[[ MATERIAL TO PROCESS open ]]

PR #14577, opened 2023-03-11
[danfossairunit] Unify thing labels

jlaur:
Discovery result uses old (hardcoded) label "Danfoss HRV" rather than "Danfoss Air Unit":
image

Now discovery result and manually added thing are unified as "Danfoss Air Unit" and localization support for discovery result has been added.

Also categorized binding as "local".


lsiepel (approved):
LGTM

wborn (approved):
Thanks!

PR #14583, opened 2023-03-11
[tibber] Add channel for lastMeterProduction

kjoglum:
Adding requested channel for lastMeterProduction, part of live measurements.


bundles/org.openhab.binding.tibber/README.md
```diff
@@ -244,9 +247,8 @@ Number:ElectricCurrent     TibberAPILiveCurrent1                 "Live Current P
 Number:ElectricCurrent     TibberAPILiveCurrent2                 "Live Current Phase 2 [%.1 A]"              {channel="tibber:tibberapi:7cfae492:live_current2"}
 Number:ElectricCurrent     TibberAPILiveCurrent3                 "Live Current Phase 3 [%.1 A]"              {channel="tibber:tibberapi:7cfae492:live_current3"}
 Number:Power               TibberAPILivePowerProduction          "Live Power Production [%.0f W]"            {channel="tibber:tibberapi:7cfae492:live_powerProduction"}
+Number:Energy              TibberAPILiveAccumulatedProduction    "Accumulated Production [%.2f kWh]"         {channel="tibber:tibberapi:7cfae492:live_accumulatedProduction"}
+Number:Energy              TibberAPILiveLastMeterProduction      "Last Meter Production [%.2f kWh]"         {channel="tibber:tibberapi:7cfae492:live_lastMeterProduction"}
```
lsiepel, line 251: Very minor. As all lines have a perfect layout, except this line lacks a space :-)

lsiepel (approved):
If you can fix the space, otherwise LGTM

jlaur (changes requested):
Thanks! LGTM. Besides @lsiepel's comment, please also add an update instruction for the new channel. See for example #14572. This will ensure that the channel is automatically added for managed things when upgrading to the new version without a need to recreate thing.

bundles/org.openhab.binding.tibber/README.md
kjoglum: Corrected.

bundles/org.openhab.binding.tibber/src/main/resources/OH-INF/update/instructions.xml
```diff
@@ -0,0 +1,20 @@
+<?xml version="1.0" encoding="UTF-8" standalone="yes" ?>
+<update:update-descriptions xmlns:xsi="http://www.w3.org/2001/XMLSchema-instance"
+	xmlns:update="https://openhab.org/schemas/update-description/v1.0.0"
+	xsi:schemaLocation="https://openhab.org/schemas/update-description/v1.0.0 https://openhab.org/schemas/update-description-1.0.0.xsd">
+
+	<thing-type uid="tibber:tibberapi">
+		<instruction-set targetVersion="1">
+			<add-channel id="tomorrow_prices">
+				<type>tibber:tomorrow_prices</type>
+			</add-channel>
```
jlaur, line 10: This channel was added already in 3.4: #13416. I'm not sure what will happen when adding channels that already exists. 

If nothing bad will happen, in principle one could just add all channels here to "play it safe". If a user would upgrade straight from 3.3 to 4.0, the instruction above would actually help.

But in this case we wouldn't need the update instructions for "add-channel" at all (conceptually), since they could be added/updated from the thing definitions, and check/upgrade simply triggered when `thingTypeVersion` is bumped.

@J-N-K - I could use some input here. The next question that will come up will be whether to bump `thingTypeVersion` per release, milestone or PR.

kjoglum: Being unaware of the update feature, I added the latest channels added believing to achieve what you describes wrt different version upgrades. Will update accordingly based on @J-N-K’s answer.

kjoglum: Going away for some days, so made the update instructions applicable only for the lastMeterProduction channel.

J-N-K: Don't add channels that could already be present, calling `.withChannel` on a `ThingBuilder` will result in an `IllegalArgumentException` when the channel is already present. You can use update, because removing a non-existing channel does not result in an error.

jlaur (approved):
LGTM

PR #14590, opened 2023-03-12
[jrubyscripting] Filter files that are added to the watch list

jimtng:
~Depends on https://github.com/openhab/openhab-core/pull/3451~
The original NPE bug is fixed entirely within https://github.com/openhab/openhab-core/pull/3451 so this PR no longer depends on it. 

Somewhat related though is to filter the file types that are added to the watch list, so that the filewatcher won't try to load files with other extensions within the `automation/ruby` (sub)directory.


jlaur (approved):
Thanks!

[[ MATERIAL TO PROCESS closed ]]

WHAT TO PRODUCE:
Apply a filter for "jlaur" to the entries and show each line that passes.

TASK RESPONSE:
jlaur:
jlaur (changes requested):
jlaur, line 10: This channel was added already in 3.4: #13416. I'm not sure what will happen when adding channels that already exists. 
jlaur (approved):
jlaur (approved):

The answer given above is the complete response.